**YOUR GOAL:** Filter this material down to the lines that contain the string "undefined", and return those lines.

**EXTRACTED MATERIAL:**

• • • • •

PR #135, opened 2019-08-11
Add icons

chrismwendt:
image (20)

Resolves https://github.com/sourcegraph/sourcegraph/issues/5048

This inlines icons into the manifests so they appear in the extension registry.


generator/src/main.ts
```diff
@@ -101,6 +101,10 @@ function main(): void {
             'src/extension.ts'
         )
 
+        shell.exec(
+            `bash -c 'cat package.json | jq --argjson icon "$(echo -n "data:image/png;base64,$(base64 < ../icons/${languageID}.png)" | jq -R -s .)" ".icon = \\$icon" > package.json'`
+        )
```
felixfbecker: To me it seems like it would be a lot easier (esp. to understand) to just use `fs.readFile()` + `JSON.parse()` + `new Buffer().toString('base64')` + `JSON.stringify()`.

I personally have no idea how `jq` works, what the flags here mean etc.

nicksnyder:
It would be nice to include screenshots in the PR description for changes like this (I know that you shared them out of band too).

generator/src/main.ts
chrismwendt: Switched from `jq` to Node functions

PR #145, opened 2019-09-15
Interpret a non-OK response as no LSIF available

chrismwendt:
This is a quick fix because code intel appears to be broken right now.


lguychard:
Code change makes sense, although I'm curious as to why we haven't noticed this as an issue until now. Any ideas?

Should some response codes still be reported as errors?

chrismwendt:
The new LSIF SQLite backend might have caused this because it throws 500s when no LSIF data exists. @efritz is fixing the 500 in another PR, after which we can start logging some response codes as errors.

PR #157, opened 2019-10-05
add CUDA

beyang:
@chrismwendt I wasn't able to upload this to Sourcegraph.com, as I ran through the instructions (https://github.com/sourcegraph/sourcegraph-basic-code-intel#adding-a-new-sourcegraphsourcegraph-lang-extension-sourcegraphers-only), but couldn't get past the generator step. The error when I tried to run `bash generator.sh` was `Cannot find module './package/lib/handler'`. Is there a build step I'm missing that compiles to the `package/lib` folder?

Trying to make code intelligence work for a potential user @christinaforney has in mind on https://sourcegraph.com/github.com/gunrock/gunrock.


languages.ts
```diff
@@ -263,6 +263,39 @@ export const languageSpecs: LanguageSpec[] = [
         },
         stylized: 'C++',
     },
+    {
+        handlerArgs: {
+            languageID: 'cuda',
+            fileExts: ['cu', 'cuh'],
+            commentStyle: cStyle,
+            filterDefinitions: ({ filePath, fileContent, results }) => {
+                // Note: this is copy-pasted from C++
```
chrismwendt: I extracted this as a common function.

chrismwendt:
I added a build step to the generate script, should work now.

chrismwendt:
I also updated the docs to show arguments to the generator: `bash generator/generate.sh --languages cpp --publish`

PR #160, opened 2019-10-15
Decode the fragment

chrismwendt:
The problem here was that basic-code-intel was not decoding the URL fragment (the part after the `#`), which broke code intel on files with special characters.

Fixes https://github.com/sourcegraph/sourcegraph/issues/6042

### DIFF
--- a/package/src/api.ts
+++ b/package/src/api.ts
@@ -170,7 +170,7 @@ export class API {
             }
           }`
 
-        const { repo, rev, path } = parseUri(loc.uri.toString())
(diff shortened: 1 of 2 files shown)


package/src/api.ts
```diff
@@ -189,26 +189,12 @@ export class API {
 }
 
 export function parseUri(
-    uri: string
+    uri: URL
```
felixfbecker: 👍 for switching from `string` to `URL`

PR #171, opened 2019-11-18
Print log message when LSIF data is available

efritz:
This handles https://github.com/sourcegraph/sourcegraph/issues/6656.

### DIFF
--- a/package/src/lsif.ts
+++ b/package/src/lsif.ts
@@ -117,9 +117,7 @@ export const mkIsLSIFAvailable = () => {
             }
             const available: boolean = await response.json()
             if (available) {
-                console.log(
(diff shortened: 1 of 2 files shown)


package/src/lsif.ts
```diff
@@ -111,7 +115,13 @@ export const mkIsLSIFAvailable = () => {
             if (!response.ok) {
                 return false
             }
-            return await response.json()
+            const available: boolean = await response.json()
+            if (available) {
+                console.log(
+                    `LSIF data is available for repository=${repository} commit=${commit} file=${file}`
```
felixfbecker: This is still a bit ambiguous - it's available, but does that mean it's used?
-------

Would recommend logging an object `{ repository, commit, file }` because Chrome will highlight that and make it expandable

PR #192, opened 2020-01-22
Update typescript versions.

efritz:
This matches the current typescript version in sg/sg.

### DIFF
--- a/package/src/memoizeAsync.ts
+++ b/package/src/memoizeAsync.ts
@@ -5,7 +5,7 @@
  * @param resolver If resolver provided, it determines the cache key for storing the result based on
  * the first argument provided to the memoized function.
  */
-export function memoizeAsync<P extends object, T>(
+export function memoizeAsync<P extends {}, T>(
     func: (params: P) => Promise<T>,
     resolver?: (params: P) => string
 ): (params: P, force?: boolean) => Promise<T> {
--- a/package/src/memoizeAsync.ts
+++ b/package/src/memoizeAsync.ts
@@ -5,7 +5,7 @@
  * @param resolver If resolver provided, it determines the cache key for storing the result based on
  * the first argument provided to the memoized function.
  */
-export function memoizeAsync<P, T>(
+export function memoizeAsync<P extends object, T>(
     func: (params: P) => Promise<T>,
     resolver?: (params: P) => string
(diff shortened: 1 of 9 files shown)


package/src/memoizeAsync.ts
```diff
@@ -5,7 +5,7 @@
  * @param resolver If resolver provided, it determines the cache key for storing the result based on
  * the first argument provided to the memoized function.
  */
-export function memoizeAsync<P, T>(
+export function memoizeAsync<P extends object, T>(
```
chrismwendt: Not sure if this was intentional, but it looks harmless.

chrismwendt (approved):

package/src/memoizeAsync.ts
efritz: Yes, toString is not defined otherwise. Causes error in new ts.

felixfbecker: I think this is not valid, because `memoizeAsync` also works fine with scalars. Using `{}`  would match scalars too I think.

efritz: How does this work with scalars?

https://github.com/sourcegraph/sourcegraph-basic-code-intel/blob/361b25d89c6cae917e86825b0817d0a23a34006a/package/src/memoizeAsync.ts#L14

felixfbecker: If params is a number, string, or boolean, `params.toString()` will return the decimal string, the string itself, or "true"/"false" respectively.

efritz:
```typescript
src/memoizeAsync.ts:14:58 - error TS2339: Property 'toString' does not exist on type 'P'.

14         const key = resolver ? resolver(params) : params.toString()
```

felixfbecker: I don't know what code that error came from, but it works in the playground:
https://www.typescriptlang.org/play/#code/GYVwdgxgLglg9mABMAPABUQUwB5U2AEwGdEBvAXwD4AKABwC5E0BKMgKEU8VoDoo4AylABOMMAHNqzNuSA

efritz: OH NO. I removed extends completely. I got it now.

felixfbecker (approved):

PR #193, opened 2020-01-22
Emit telemetry events

efritz:
This PR emits code intel telemetry events after receiving a result from a provider and directly before yielding it to the UI. This emits the time until the _first_ event of that type. If there are multiple pages of LSIF results, then only the time of the first one to load will emit an event.


template/src/extension.ts
```diff
@@ -19,6 +19,25 @@ export function activate(ctx: sourcegraph.ExtensionContext = DUMMY_CTX): void {
     // LSIF is enabled.
     const lsif = initLSIF()
 
+    // Emit a telemetry event with a durationMs attribute. The value of
+    // `actionStartedAt` should be the timestamp taken at the beginning
+    // of the action. All telemetry events are prefixed with 'codeintel'.
+    const log = async (
+        actionStartedAt: number,
```
chrismwendt: Another idea: `log` could take a callback and measure timing itself.

shared/telemetry.ts
```diff
@@ -0,0 +1,53 @@
+import * as sourcegraph from 'sourcegraph'
+
+// Polyfill
+const g: any = global
+g.performance = g.performance || { now: () => 0 }
```
chrismwendt: Out of curiosity, why use define `const g` instead of modifying global directly?

chrismwendt: Could `Date.now()`be used as a fallback? They both return ms.

chrismwendt (approved):

PR #197, opened 2020-01-24
Enable search-based intelligence for Objective C.

### LINKED ISSUE #6655: Basic intellisense for objective-C
#### Question description

Is objctive C supported by sourcegraph, it seems that j2d does not work in `.m` files.

#### Additional context

https://sourcegraph.com/github.com/changsanjiang/SJVideoPlayer@daef27455ee9ef71945bd323227beb51dc329086/-/blob/Example/1%20ObjC%20Example/SJVideoPlayerExample-ObjC/Pods/Masonry/Masonry/MASCompositeConstraint.m

creachadair:
Since Objective C shares header file extensions with C and C++, this change treats Objective C as a dialect of C++ for the purpose of basic code intelligence. This is a mild (and arguably reasonable) compromise to the convention that each language has its own extension: We already treat C and C++ as one language, and since Objective C subsumes native C syntax as well, it makes sense to allow them to share filtering logic.

The substance of this change is to add the .m file extension to the C++ extension, and to extend the import filter to allow #import and @import directives as well as #include. For (correct) native C and C++ code, these extensions will have no material effect.

Fixes https://github.com/sourcegraph/sourcegraph/issues/6655.

### DIFF
--- a/languages.ts
+++ b/languages.ts
@@ -40,6 +40,17 @@ const lispStyle: CommentStyle = {
     },
 }
 
+/**
+ * Filter a list of candidate definitions to select those likely to be valid
+ * cross-references for a definition in this file. Accept candidates located in
+ * files that are a suffix match (ignoring file extension) for some import of
+ * the current file.
+ *
+ * For imports we examine user `#include` and `#import` paths, as well as
+ * Objective C module `@import` package names. If no candidates match, fall
+ * back to the raw (unfiltered) results so that the user doesn't get an empty
+ * response unless there really is nothing.
+ */
 const cppFilterDefinitions: HandlerArgs['filterDefinitions'] = ({
     filePath,
     fileContent,
@@ -48,17 +59,28 @@ const cppFilterDefinitions: HandlerArgs['filterDefinitions'] = ({
     const imports = fileContent
         .split(/\r?\n/)
         .map(line => {
-            const match = /^#include "(.*)"$/.exec(line)
-            return match ? match[1] : undefined
+            // Rewrite `@import x.y.z;` as x/y/z to simulate path matching.
+            // In plain C and C++ files, expect this to be empty.
+            const matchImport = /^@import (\w+);$/.exec(line)
+            if (matchImport) {
+                return matchImport[1].replace(/\./g, '/')
+            }
+
+            // Capture paths from #include and #import directives.
+            // N.B. Only user paths ("") are captured, not system (<>) paths.
+            return /^#(include|import) "(.*)"$/.exec(line)?.[2]
         })
         .filter((x): x is string => Boolean(x))
 
+    // Select results whose file path shares a suffix with some import.
+    // N.B. Paths are compared without file extensions.
     const filteredResults = results.filter(result => {
-        return imports.some(i =>
-            path
-                .join(path.parse(result.file).dir, path.parse(result.file).name)
-                .endsWith(path.join(path.parse(i).dir, path.parse(i).name))
-        )
+        const resultParsed = path.parse(result.file)
+        const candidate = path.join(resultParsed.dir, resultParsed.name)
+        return imports.some(i => {
+            const iParsed = path.parse(i)
+            return candidate.endsWith(path.join(iParsed.dir, iParsed.name))
+        })
     })
 
     return filteredResults.length === 0 ? results : filteredResults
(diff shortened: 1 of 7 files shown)


chrismwendt (approved):
It needs more thought, but there might be another way to solve this that's more in line with having 1 extension for each language, e.g. by running both the CPP and Objective C extensions and checking the file content to determine which language it is.

languages.ts
```diff
@@ -258,6 +281,7 @@ export const languageSpecs: LanguageSpec[] = [
                 'h',
                 'hpp',
                 /* Arduino */ 'ino',
+                /* Objective C */ 'm',
```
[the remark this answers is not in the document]
creachadair: You can, but then .h files don't go the right place. Sniffing content as you suggested above might be a way around that, but there's a rathole that I'm not convinced is worthwhile. 

There's a reasonable case that Objective C is not really a distinct language: It subsumes most of C (or C++ for Objective C++) and in practice the same compiler toolchains build both (Clang, for example uses the same code paths in the front end).

With that in mind, do we gain anything besides aesthetic symmetry from a "1 extension per langauge" rule?

languages.ts
```diff
@@ -48,17 +59,29 @@ const cppFilterDefinitions: HandlerArgs['filterDefinitions'] = ({
...
+            // Rewrite `@import x.y.z;` as x/y/z to simulate path matching.
+            // In plain C and C++ files, expect this to be empty.
+            const matchImport = /^@import (\w+);$/.exec(line)
+            if (matchImport) {
+                return matchImport[1].replace(/\./g, '/')
+            }
+
+            // Capture paths from #include and #import directives.
+            // N.B. Only user paths ("") are captured, not system (<>) paths.
+            const matchInclude = /^#(include|import) "(.*)"$/.exec(line)
```
felixfbecker:
```suggestion
            return /^#(include|import) "(.*)"$/.exec(line)?.[2]
```

languages.ts
```diff
@@ -48,17 +59,29 @@ const cppFilterDefinitions: HandlerArgs['filterDefinitions'] = ({
...
+            return matchInclude ? matchInclude[2] : undefined
```
felixfbecker:
```suggestion
```

languages.ts
```diff
@@ -48,17 +59,29 @@ const cppFilterDefinitions: HandlerArgs['filterDefinitions'] = ({
...
 
+    // Select results whose file path shares a suffix with some import.
+    // N.B. Paths are compared without file extensions.
     const filteredResults = results.filter(result => {
-        return imports.some(i =>
-            path
-                .join(path.parse(result.file).dir, path.parse(result.file).name)
-                .endsWith(path.join(path.parse(i).dir, path.parse(i).name))
-        )
+        const rp = path.parse(result.file)
```
felixfbecker: Would you mind giving this a written-out variable name? Maybe it's just me but I'm not sure what `rp`/`ip` are supposed to mean 🙇

languages.ts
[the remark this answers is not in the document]
chrismwendt: It could work both ways, so let's go with how you've implemented it now. We can always revisit this if an issue arises.

languages.ts
creachadair: Done. Their scope is small enough and their usage obvious enough I don't think it really helps legibility any, but I am not picky about it.

languages.ts
creachadair: I really liked this suggestion, but `prettier` does not. Specifically, it fails our format check in CI. Do you have a suggestion how I can tweak the formatter or is it just that it doesn't recognize this syntax?

felixfbecker: Looks like this repo's dependencies have been a bit neglected: https://github.com/sourcegraph/sourcegraph-basic-code-intel/pulls?q=is%3Apr+is%3Aopen+author%3Aapp%2Frenovate+sort%3Aupdated-desc

There's an open PR to update Prettier: https://github.com/sourcegraph/sourcegraph-basic-code-intel/pull/175
It just needs a run of `yarn prettier` to reformat files with the new version.

If you want, you can get that PR merged or apply the update on this branch.

languages.ts
felixfbecker: Thanks, I understand now what you meant!

creachadair:
I merged #175 into this PR (with distinct commits) and cleaned up the history. CI is happy again.

felixfbecker (approved):
✨

creachadair:
Any objections to me merging this with the affiliated (but not directly related) formatting changes?

chrismwendt:
> Any objections to me merging this with the affiliated (but not directly related) formatting changes?

Not at all, that's fine, especially because the formatting is isolated to one commit.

• • • • •

**ANSWER SECTION:**
-            return match ? match[1] : undefined
+            return matchInclude ? matchInclude[2] : undefined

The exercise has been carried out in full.